Yesterday my PC restarted out of nowhere, for no apparently reason. I was watching primevideo on Chrome when it happened.
Then I decided to do a fresh install. Booted via usb and all, but after the fresh install, it would either restart as soon as windows would start to load or ask for Reboot or select boot device.

Right now, I have cleaned 1 ssd and 1 hdd, and installed windows on both of them multiple times. It's installed on HDD now and it simply restarts after the ASUS logo dissapears And it appears again with the loading simbol below it.

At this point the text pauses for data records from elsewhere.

PR #102, opened 2024-10-25
server: Add bookmarks endpoint support

kavehshahedi:
Using bookmarks, user can save custom data points where each corresponds to a specific time range. Each bookmark contains "name", "start", "end", and an optional "payload".

The following endpoints are introduced:
- [GET] Get all the bookmarks of an experiment
- [GET] Get a specific bookmark for an experiment
- [POST] Create a new bookmark for an experiment
- [PUT] Update an old bookmark of an experiment
- [DELETE] Delete a bookmark of an experiment

[Added] Corresponding endpoints for bookmarks in the trace server

### DIFF
--- a/trace-server/org.eclipse.tracecompass.incubator.trace.server.jersey.rest.core.tests/src/org/eclipse/tracecompass/incubator/trace/server/jersey/rest/core/tests/services/BookmarkManagerServiceTest.java
+++ b/trace-server/org.eclipse.tracecompass.incubator.trace.server.jersey.rest.core.tests/src/org/eclipse/tracecompass/incubator/trace/server/jersey/rest/core/tests/services/BookmarkManagerServiceTest.java
@@ -15,7 +15,10 @@ import static org.junit.Assert.*;
 
 import java.util.Collections;
 import java.util.HashMap;
+import java.util.HashSet;
 import java.util.Map;
+import java.util.Set;
+import java.util.UUID;
 
 import javax.ws.rs.client.Entity;
 import javax.ws.rs.client.WebTarget;
@@ -26,6 +29,7 @@ import org.eclipse.tracecompass.incubator.internal.trace.server.jersey.rest.core
 import org.eclipse.tracecompass.incubator.trace.server.jersey.rest.core.tests.stubs.BookmarkModelStub;
 import org.eclipse.tracecompass.incubator.trace.server.jersey.rest.core.tests.stubs.ExperimentModelStub;
 import org.eclipse.tracecompass.incubator.trace.server.jersey.rest.core.tests.utils.RestServerTest;
+import org.junit.After;
 import org.junit.Before;
 import org.junit.Test;
 
@@ -33,8 +37,8 @@ import org.junit.Test;
  * Test class for BookmarkManagerService
  *
  * @author Kaveh Shahedi
- * @since 10.1
  */
+@SuppressWarnings("null")
 public class BookmarkManagerServiceTest extends RestServerTest {
 
     private static final String BOOKMARK_NAME = "TEST";
@@ -43,37 +47,98 @@ public class BookmarkManagerServiceTest extends RestServerTest {
     private static final @NonNull BookmarkModelStub BOOKMARK = new BookmarkModelStub(BOOKMARK_NAME, START_TIME, END_TIME);
     private ExperimentModelStub experiment;
 
+    private static final String START = "start";
+    private static final String END = "end";
+
+    private static final String BOOKMARK_END_TIME_MATCH = "End time should match";
+    private static final String BOOKMARK_NAME_MATCH = "Bookmark name should match";
+    private static final String BOOKMARK_START_TIME_MATCH = "Start time should match";
+    private static final String NON_EXISTENT_BOOKMARK_STATUS_CODE = "Should return 404 for non-existent bookmark";
+    private static final String NON_EXISTENT_EXPERIMENT_STATUS_CODE = "Should return 404 for non-existent experiment";
+    private static final String NON_NULL_BOOKMARK = "Created bookmark should not be null";
+    private static final String NON_NULL_RESPONSE_BODY = "Response body should not be null";
+    private static final String NON_NULL_UUID = "UUID should not be null";
+    private static final String NON_NUMERIC_TIMES_STATUS_CODE = "Should return 400 for non-numeric times";
+    private static final String SUCCESSFUL_BOOKMARK_CREATION = "Bookmark creation should succeed";
+    private static final String SUCCESSFUL_STATUS_CODE = "Response status should be 200";
+
     /**
-     * Setup method to run before each test. Creates a clean experiment and removes all
-     * existing bookmarks.
+     * Setup method to run before each test
      */
     @Before
     public void setUp() {
         // Create the experiment first
         experiment = assertPostExperiment(CONTEXT_SWITCHES_UST_NOT_INITIALIZED_STUB.getName(),
-                                       CONTEXT_SWITCHES_UST_NOT_INITIALIZED_STUB);
+                CONTEXT_SWITCHES_UST_NOT_INITIALIZED_STUB);
         assertNotNull("Experiment should not be null", experiment);
-        assertNotNull("Experiment UUID should not be null", experiment.getUUID());
+        assertNotNull(NON_NULL_UUID, experiment.getUUID());
+    }
 
-        // Get all existing bookmarks and delete them
+    /**
+     * Tear down method to run after each test
+     */
+    @After
+    public void tearDown() {
+        // Remove all bookmarks
         WebTarget application = getApplicationEndpoint();
         WebTarget bookmarkTarget = application.path(EXPERIMENTS)
                 .path(experiment.getUUID().toString())
                 .path(BOOKMARKS);
 
-        Response response = bookmarkTarget.request().get();
-        assertEquals("GET request for bookmarks should return 200", 200, response.getStatus());
+        try (Response response = bookmarkTarget.request().get()) {
+            assertEquals("GET request for bookmarks should return 200", 200, response.getStatus());
 
-        if (response.getStatus() == 200) {
             BookmarkModelStub[] existingBookmarks = response.readEntity(BookmarkModelStub[].class);
             assertNotNull("Bookmark array should not be null", existingBookmarks);
 
             for (BookmarkModelStub bookmark : existingBookmarks) {
-                Response deleteResponse = bookmarkTarget.path(bookmark.getUUID().toString())
-                                                      .request()
-                                                      .delete();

Computer is a ryzen 5 5600(new, 1 month old), b450 gaming asus (bios updated 2 months ago to use the new cpu), rtx 3060, 2x 3200mhz hyperx ram (using 1 stick right now to discard ram problems).

I have tried all the conventional stuff: bios reset, gpt partition, tried entering safe mode, etc.
Your computer has a failing component which doing a "fresh install" will do nothing to cure.
My recommendation is to NOT reinstall windows at the first sign of problems but rather to diagnose and fix the issue that led you to believe Windows needs to be reinstalled in the first place.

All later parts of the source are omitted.